А в голове закружились мысли, которые испугали Антона. Удар, которого так ждут, случится нескоро. Только в начале декабря Красная Армия нанесет немцам сокрушающий удар. И этих ударов еще будет много, но… дальнейшая мысль вообще ввергла Иванцова в состояние паники. Откуда они вообще? Причем в правдивости того, что будет, сомнений не было. И это пугало больше всего. С большим трудом подавив порывы панического страха, комиссар вытер выступившую испарину на лице и осмотрелся. Похоже, никто на его мимику особого внимания не обратил, приняв за очередной приступ боли.
– Я хотел бы еще сказать про бойца Бесхребетного, товарищ батальонный комиссар, – сказал Ушаков громко, – и хочу, чтоб это слышали все бойцы. Он сын кулака. Мне об этом наш политрук говорил.
Эта новость удивила всех. Однако в глубине сознания Антона появилась мысль: «Ну и что?» Как что? Это многое меняет. Уже доверять бойцу никак нельзя. «Уверен?» Вновь потребовалось усилие, чтобы подавить эти странные мысли. Что же со мной происходит? – думал Иванцов.
– Вы понимаете, что это значит? – тем временем продолжал Ушаков. – Сын врага народа – раз, умеет по лесу ходить – два, ведет пораженческие разговоры – три. Да еще ушел один, причем так, что никто не увидел, куда именно.

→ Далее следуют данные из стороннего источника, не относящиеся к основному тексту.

PR #55, opened 2022-02-27
Added Map to IR (evaluation and typechecking)

Northrim:


src/ir/term/mod.rs
```diff
@@ -1252,175 +1258,225 @@ impl Value {
...
-                let c1 = vs.get(&c.cs[1]).unwrap().as_bool() as u8;
-                let c2 = vs.get(&c.cs[2]).unwrap().as_bool() as u8;
-                Value::Bool(c0 + c1 + c2 > 1)
+        eval_value(vs, h, c.clone());
+    }
+    vs.get(t).unwrap().clone()
+}
+
+/// Helper function for eval function. Handles a single term
+fn eval_value(vs: &mut HConMap<HConsed<TermData>, Value>,
```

– Думаешь, к немцам побежал? – спросил боец Самаркин.
– Именно! – кивнул комсорг.
– Так, стоп! – неожиданно для себя вмешался Иванцов. – Если бы боец Бесхребетный намеревался сдать нас врагу, то не стал бы уводить нас вглубь леса – это раз. Ушел он на разведку, оставив свою винтовку тут – это два. То, что он сын кулака… – Антон на мгновение задумался, одна мысль не давала покоя, – еще товарищ Сталин говорил – дети за родителей не отвечают.
– Ну… – смутился Ушаков, – возможно, патронов нет. Разрешите, товарищ батальонный комиссар?
После утвердительного кивка Иванцова комсорг взял винтовку и сдвинул затвор.
– Полный магазин, – удивился Ушаков. – Но это ничего не меняет.
– Зря его отпустили одного, – сказал боец Бабенко.
– И что теперь делать?
Бойцы заговорили разом. Каждый предлагал свой вариант дальнейших действий. Начался спор. Иванцов морщился. У него было решение, но было и сомнение. Правильно ли именно так поступить? В первый раз в жизни он сомневался. Раньше все принятые решения казались правильными, и сомнений не было, а тут…
– И чего так орем?
Все бойцы разом замолчали и оторопело уставились на Бесхребетного. Когда и как подошел – никто не заметил. А он стоял и смотрел на всех с укором.
– На весь лес орете, – буркнул он недовольным голосом. – Руками машете – издалека видать и слыхать. Охранения нет, подходи и бери всех тепленькими.
Отповедь смутила всех, лишь Ушаков стал пунцовым, а Иванцову стало немного стыдно. Как командир, он должен был организовать охранение, пусть даже в глухом лесу, где появление врага маловероятно. Внутри что-то хмыкнуло, и появилась мысль – даже разовое отступление от устава ведет к гибели как солдата, так и всего подразделения. Боль помешала сообразить, что же в этом неправильного?